Proper and comoving distance in embedded $\Lambda$CDM geometry I have found this image on a Wikipedia page, i want to know if it safe to say that the orange line rappresent the proper distance between the brown and yellow lines, and the red line it's the comoving distance.
How i can proove more rigourosly knowing that the manifold it's described by this equation:
\begin{align} r & = a(t) R \\ \phi & = x / R \\ z & = \int \sqrt{c^2 - a'(t)^2 R^2} \, dt \end{align}
Two views of an isometric embedding of part of the visible universe over most of its history, showing how a light ray (red line) can travel an effective distance of 28 billion light years (orange line) in just 13 billion years of cosmological time. 
other POV
 A: The orange line is a set of events all at the same cosmic time. The length of this line is indeed the proper distance between the brown and yellow lines, if we define "proper distance" to mean the distance on the spacelike surface of given cosmic time, and this is what is usually meant by the term "proper distance" in cosmology. (Another name for it is "ruler distance".)

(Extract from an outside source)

PR #3749, opened 2024-02-27
Fixes a weird runtime when generating recipes on a held stack.

MistakeNot4892:
Seems to be related to difficulty levels with no corresponding label, not sure what the cause is.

The red line is a representation on the diagram of a null geodesic of the spacetime. The total integrated invariant interval along this line is therefore zero. The ends of the red line are at different comoving coordinate locations. The difference of those coordinate values provides information about the spatial separation of the emission and reception events, but to convert that information into a distance you have to do something a little artificial. You have to chose how to talk about distances between events at different times in a dynamic spacetime. There is no single prescription for that. You can say that a long time ago, when the light was emitted by the quasar, the proper distance between the Milky Way and the quasar was a lot smaller than it is in the present, and that proper distance can be obtained by using the metric at the emission time (you integrate along the spatial hypersurface, i.e. one of the lines of latitude (purple) on the diagram). Another way to give information about the distance here is to appeal to concepts such as "luminosity distance".
Sometimes people refer to emission events in the distant past and talk about distances to their comoving coordinate location now, in the present. That is a little misleading, it seems to me, but it is often going on when people talk about the size of "the observable universe".